A RETAIL THERAPY PARODOX
Fresh out of high school Suzette shocked everyone when she declared that she would not be going to university on a full scholarship to study engineering. Instead she cashed out all of her savings and dove headlong into an online clothing store that targets young women. Armed with the knowledge about the secrets of what her peers loved to buy, she rapidly built a following of over ten thousand customers with average gross sales of $60,000 per month. Her net profit margin hovered around thirty per cent, so she was making more money than she knew what to do with. She would reinvest most of her earnings into inventory, constantly switching things around and boosting social media ads to keep her audience plugged in for new arrivals.
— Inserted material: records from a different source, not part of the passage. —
PR #252, opened 2022-04-19
Clarify as_expressed_vis

ijackson:
I found the old code confusing to read, since one has to pore through
it to see what the conditions for panicing are.

No functional change.

This is purely stylistic.  If you don't agree with my sense of taste here, please just close this MR :-).

Thanks.

### DIFF
--- a/derive_builder_core/src/macro_options/darling_opts.rs
+++ b/derive_builder_core/src/macro_options/darling_opts.rs
@@ -28,22 +28,23 @@ trait Visibility {
     ///
     /// # Panics
     /// This method panics if the input specifies both `public` and `private`.
-    fn as_expressed_vis(&self) -> Option<Cow<syn::Visibility>> {
-        let declares_public = self.public().is_present();
-        let declares_private = self.private().is_present();
-        let declares_explicit = self.explicit().is_some();
+    fn as_expressed_vis<'s>(&'s self) -> Option<Cow<'s, syn::Visibility>> {
+        let mut to_return = None;
+        let mut intend_return_some = |v: Cow<'s, syn::Visibility>| {
+            if let Some(already) = &to_return { panic!("visibility specified both of {:?} {:?}", already, &v); }
+            to_return = Some(v);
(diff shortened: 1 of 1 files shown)


TedDriggs:
> since one has to pore through it to see what the conditions for panicing are.

Is this due to relying on `assert` for the `panic`?

I personally prefer the current formulation, because it's closer to what I'd have written in the happy-path case where errors were impossible, and this should have been validated before `as_expressed_vis` was called. However, as the author of this function I'm not particularly qualified to decide its readability, so I am open to suggestions here.

ijackson:
The thing I found confusing was as follows: this code is trying to check that at most one of these things is specified.  But this was implemented as an ad-hoc check in each if arm that the other things weren't specified (but, only the things handled by subsequent rather than earlier branches).

The way I have rewritten it means that this property is explicit (and it's not possible to accidentally get the asserts wrong).

Another possibility would be to express the same thing by building an iterator out of the if arms, and checking that it had length 1, but that seemed abstruse.

TedDriggs:
> The thing I found confusing was as follows: this code is trying to check that at most one of these things is specified. But this was implemented as an ad-hoc check in each if arm that the other things weren't specified (but, only the things handled by subsequent rather than earlier branches).

It's worth mentioning here that I considered allowing `as_expressed_vis` to return a value without panicking, so that we could emit both the builder and the compile error about conflicting visibilities. I then got cold feet because I almost missed one case, but it would be nice to still emit the builder struct in that error case so that people don't get errors about builder structs not existing when they're trying to fix the one visibility conflict issue.

I'm comfortable with this code as-is, because:

1. I cannot imagine what else we'd add here - there's now literally support for all the visibilities a field is capable of having.
2. There are trybuild tests that would fail if the `no_visiblity_conflict` calls were missed.

I do appreciate you taking the time to review this change and provide feedback; being primary maintainer on this makes it difficult at times to have meaningful discussions about code readability, and it's great to get the chance to do so.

With things going wonderfully well, Suzette dressed back a bit to enjoy the fruits of her labor. Her lifestyle inflated extraordinarily, after her bank threw her a credit card with $100,000 of “free money” plus bonus airline miles. She started spending liberally, frequently picking up the dinner tabs for friends who were still in university. Retail therapy felt good, particularly after months of twelve-hour days behind her laptop.
Unexpectedly a series of events sought to threaten to her business. Suppliers discontinued her best lines then hiked prices; shipping became a problem, foreign exchange tightened and sales tapered down without warning. Suzette’s retail spending came to an abrupt halt when the credit card reached its maximum and the debt refused to budge. As the situation worsened she found herself surrounded by boxes of unsold goods so she started selling off items below cost just to keep the cash flowing.
Undaunted by the reversal of fortunes and knowing she started with nothing; Suzette is working her way back to her former glory, this time with the wisdom acquired from past mistakes.
In his book: “Why we buy: The science of Shopping” Paco Underhill (CEO of Envirosell a New York City-based research consulting company that studies the interaction between customers and their environment) stated:
“Women are an important part of the consumer economy. Pay attention to them.”
It seems paradoxical that Suzette who sells primarily to women in an online setting has paradoxically fallen prey to the power of offline retail therapy (Dictionary definition: “The practice of shopping in order to make oneself feel more cheerful.”
I encountered Underhill’s book about ten years ago whilst researching ways to help my clients stick to their budgets. Prior to reading the material I couldn’t understand why even the most financially astute persons were struggling with spending challenges. Initially I ascribed the lion’s share of the blame to discipline, but I soon found out that the problem went much deeper; into the subconscious.
Underhill’s company helps capture, analyze and harness consumer behaviour data in order to orchestrate the shopping experience to increase sales. As fate would have it his (corporate) clients’ success redounded to my “temporary” failure as a financial coach.
Dave Ramsey; a popular US financial personality, says that: “financial success is twenty per cent (20%) head knowledge and eighty per cent (80%) behaviour.”
Controlling Retail Therapy in Current Economic Times
With the spate of recent retrenchments and corporate downsizings, many persons may find themselves facing situations not dissimilar to Suzette’s. Self-employed persons may have a fighting chance as they could manipulate some of the variables to stay afloat. But for persons who have experienced a total loss of income, with heavy debts; dramatic adjustments must be made to preserve cash resources until income starts flowing again.
For persons still gainfully employed, they need to get to the root of the spending problem and “nip it in the bud”. Most of the work centers on becoming more conscious about the barrage of advertising messages, sales tricks, product placements and stimuli that appeal to the five senses and emotions.
Underhill: “Remember that more than 60 percent of what we buy wasn’t on our list.”
I somewhat disagree with him on this point because in practice lists are effective, as long as you refer to them on the shopping expedition – in addition to wearing blinders, earplugs, nose clips, keeping hands in pockets, eating before going out and limiting use of credit cards. To ensure that these tactics are effective, ask the question: “Is this a need or a want?” If this doesn’t work then reframe the question: “Can I live without this purchase” or “Will I die if I don’t purchase it?”
Suzette’s Other Lessons
- Never take success for granted
- Keep cash reserves for financial setbacks
- Eliminate and avoid credit card debt
- Find inexpensive ways to feel good
Life, business and finances are unpredictable so develop the ability to adjust to change and learn from mistakes for financial success is within your reach.